What happens if you die without a Will?

Your estate will devolve under the Intestacy Rules and your spouse or civil partner will only benefit if they survive you by a period of 28 days.

If you are married or in a civil partnership and your estate is worth less than £250,000 everything will pass to your spouse.

If your estate is worth more than £250,000 everything will pass to your spouse if you have no children or grandchildren.

If you leave a surviving spouse and children, your spouse will receive all your personal belongings, the first £250,000 and anything over that figure will be split equally between your spouse and children.

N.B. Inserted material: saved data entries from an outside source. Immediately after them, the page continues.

PR #2507, opened 2024-02-21
[PT] Return bias value after fusing layer for FBC

AlexanderDokuchaev:
### Changes

Return bias value after fusing layer, only for conv+bn (other layers does not supported by PT FBC). 
It's temporal fix, working with bias and extracted model will be reworked in 129581.

### Reason for changes

Incorrect calculation bias shift magnitude


KodiaqQ:
Do not forget to provide conformance run results.

KodiaqQ (approved):
Are there any conformance run results?

AlexanderDokuchaev:
manual/job/post_training_quantization/303
@KodiaqQ

PR #2518, opened 2024-02-26
[v.2.9.0] Added AC as dependency

KodiaqQ:
### Changes

- Added AC installation as a dependency for tests;

### Reason for changes

- AC was removed from the OV package.

### Related tickets

- 132634

### Tests

- N/A


alexsu52 (approved):
LGTM

PR #2520, opened 2024-02-26
Remove pytest dependency from run_example.py

daniil-lyakhov:
### Changes

pytest dependency is removed from run_example.py

### Reason for changes

Test example fails due to missing pytest dependency 

Found in test_examples/261/

### Tests
test_examples/262/


alexsu52 (approved):
LGTM

l-bat (approved):

PR #2536, opened 2024-02-29
Fix remove_shapeof_subgraphs

andrey-churkin:
### Changes

img

### Reason for changes

The `remove_shapeof_subgraphs()` function removes some operations whose weights are quantized.

### Related tickets

Ref: 131843

### Tests

Current scope

### DIFF
--- a/nncf/quantization/passes.py
+++ b/nncf/quantization/passes.py
@@ -64,26 +64,26 @@ def remove_shapeof_subgraphs(
         if node.metatype in shapeof_metatypes:
             shape_of_nodes.append(node)
             continue
-        if node in infer_nodes:
+        if node.node_name in infer_nodes:
             continue
-        infer_nodes.append(node)
+        infer_nodes.append(node.node_name)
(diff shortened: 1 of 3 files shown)


nncf/quantization/passes.py
```diff
@@ -64,26 +64,26 @@ def remove_shapeof_subgraphs(
         if node.metatype in shapeof_metatypes:
             shape_of_nodes.append(node)
             continue
-        if node in infer_nodes:
+        if node.node_name in infer_nodes:
```
andrey-churkin, line 67: @KodiaqQ These changes are necessary because a node from quantized_model_graph contains NumPy arrays in its attributes. Therefore, it is not possible to perform the `NNCFNode.__eq__()` method due to this comparison
```python
self.attributes == other.attributes
```
I have not changed `NNCFNode.__eq__()` method because these attributes are custom (they were added by algorithm).

KodiaqQ (approved):

PR #2537, opened 2024-02-29
[WC] Align compression subgraphs for both weight input data types

nikita-savelyevv:
### Changes

Precision configuration of input OV model for weight compression can be one of the following three:
1. Weights and activations are in FP32 precision (model is saved with `compress_to_fp16=False`)
2. Weights are in FP16 and activations are in FP32 (model is saved with `compress_to_fp16=True`)
3. Weight and activations are in FP16 (e.g., PT model is first halfed and then converted to OV)

This PR make compression subgraphs equal for all these three cases. Compression activations are always executed in FP16. So for the first case an additional f16 -> f32 Convert node is added.

image


nncf/quantization/algorithms/weight_compression/openvino_backend.py
```diff
@@ -153,19 +153,22 @@ def transform_model(
             compressed_const = opset.constant(
                 compressed_weight.tensor.data, dtype=compression_dtype, name=const_node_name
             )
-            converted_const = opset.convert(compressed_const, const_dtype)
+            converted_const = opset.convert(compressed_const, ov.Type.f32)
```
alexsu52, line 156: please, check your solution on the model with FP16 weights and activations.

alexsu52 (changes requested):
Testing models with different weight/inference precision are necessary.

nncf/quantization/algorithms/weight_compression/openvino_backend.py
alexsu52: Could you share compression subgraph for model with FP16 weights and activations?

nikita-savelyevv: Thanks, I've added the logic to correctly process the case of FP16 activations.

nikita-savelyevv:
WC manual test fails until #2569 is not merged.

nncf/quantization/algorithms/weight_compression/openvino_backend.py
```diff
@@ -153,51 +153,37 @@ def transform_model(
...
-            scale_const = opset.convert(scale_const, ov.Type.f32, name=f"{const_node_name}/scale_convert")
             mul = opset.multiply(
                 converted_const,
                 scale_const,
                 name=f"{const_node_name}/fq_weights_{wc_params.weight_port_id}",
             )
+            if const_dtype == ov.Type.f32:
+                mul = opset.convert(
+                    mul, ov.Type.f32, name=f"{mul.get_friendly_name()}/convert"
+                )
```
alexsu52: It looks like this code supports only fp32 and fp16. What will happen to other types?
```suggestion
            if const_dtype != ov.Type.f16:
                mul = opset.convert(
                    mul, const_dtype, name=f"{mul.get_friendly_name()}/convert"
                )
```

alexsu52 (changes requested):
Please check that you get the same graphs for PyTorch backend.

nncf/quantization/algorithms/weight_compression/openvino_backend.py
nikita-savelyevv: Thanks, changed.

nikita-savelyevv:
post training weight compression test build 34 is green

alexsu52 (approved):
LGTM

ljaljushkin:
@alexsu52 @nikita-savelyevv 
I've measured time for compression and total time for different weight compression cases:
develop
imageq
current PR
image
Seems like model inference takes almost twice longer on the validation dataset. 
Does it mean that compressed model should be saved differently in tests and on customer side?

nikita-savelyevv:
@ljaljushkin Thanks for highlighting this! 

The reason behind this is that during compression with group size, there is an additional Reshape node. In this PR, a Convert f16>f32 node is added after scale Multiply node. If Convert is added before Reshape node, then the performance drops. To fix this, I moved Convert node after Reshape node.

| Before                             | After |
|------------------------------------|----------------|
| image | image |

With this, performance is maintained after changes in the PR:
| Test case                         | Total time<br>develop branch | Total time<br>PR branch |
|-----------------------------------|------------------------------|-------------------------|
| tinyllama_data_free               | 04:18                        | 04:21                   |
| tinyllama_data_aware              | 04:06                        | 04:07                   |
| tinyllama_data_aware_awq          | 03:33                        | 03:39                   |
| tinyllama_data_aware_awq_stateful | 03:03                        | 03:03                   |

nikita-savelyevv:
post_training_weight_compression test build 42 is green. Waiting for results of OV validation across different hardware.

PR #2558, opened 2024-03-07
Add check on None

kshpv:
### Changes

Add a check on None for OverflowFix parameter.

### Reason for changes

Fix bug

### Related tickets

N/A

### Tests

Add test on a failed before scenario

### DIFF
--- a/nncf/quantization/advanced_parameters.py
+++ b/nncf/quantization/advanced_parameters.py
@@ -396,7 +396,7 @@ def apply_advanced_parameters_to_config(
     :param params: Advanced quantization parameters
     :return: advanced quantization parameters as dict in the legacy format
     """
-    config["overflow_fix"] = params.overflow_fix.value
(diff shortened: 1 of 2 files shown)


nncf/quantization/advanced_parameters.py
```diff
@@ -396,7 +396,7 @@ def apply_advanced_parameters_to_config(
     :param params: Advanced quantization parameters
     :return: advanced quantization parameters as dict in the legacy format
     """
-    config["overflow_fix"] = params.overflow_fix.value
+    config["overflow_fix"] = params.overflow_fix if params.overflow_fix is None else params.overflow_fix.value
```
KodiaqQ, line 399: We should have a test for that to prevent further pipeline issues.

kshpv: added

KodiaqQ (approved):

If you do not leave a surviving spouse and you leave surviving children your children will share your estate equally. If one of your children does not survive you and that child leaves surviving children of their own the deceased child’s share will be divided equally among their surviving children

If you do not leave a surviving spouse and you do not leave any surviving children or grandchildren your parents will inherit your estate in equal shares. If your parents have not survived you your brothers and sisters will share your estate equally and if any brother or sister has failed to survive you their surviving children will take their share and if one or more in equal shares. If you leave no surviving parents or brothers, sisters, nieces or nephews or their children your grandparents will share your estate.

If your grandparents have not survived you your uncles and aunts will share your estate equally and their children will take their share if an aunt or uncle has not survived you.

If you leave no surviving blood relative other than a blood relative further than a first cousin or their children your estate will pass to the Crown. In London and much of the south of England his is likely to be the Duchy of Cornwall which means everything you own will pass to HRH the Prince of Wales, Prince Charles. Elsewhere your estate would pass to the Duchy of Lancaster i.e. H.M. the Queen.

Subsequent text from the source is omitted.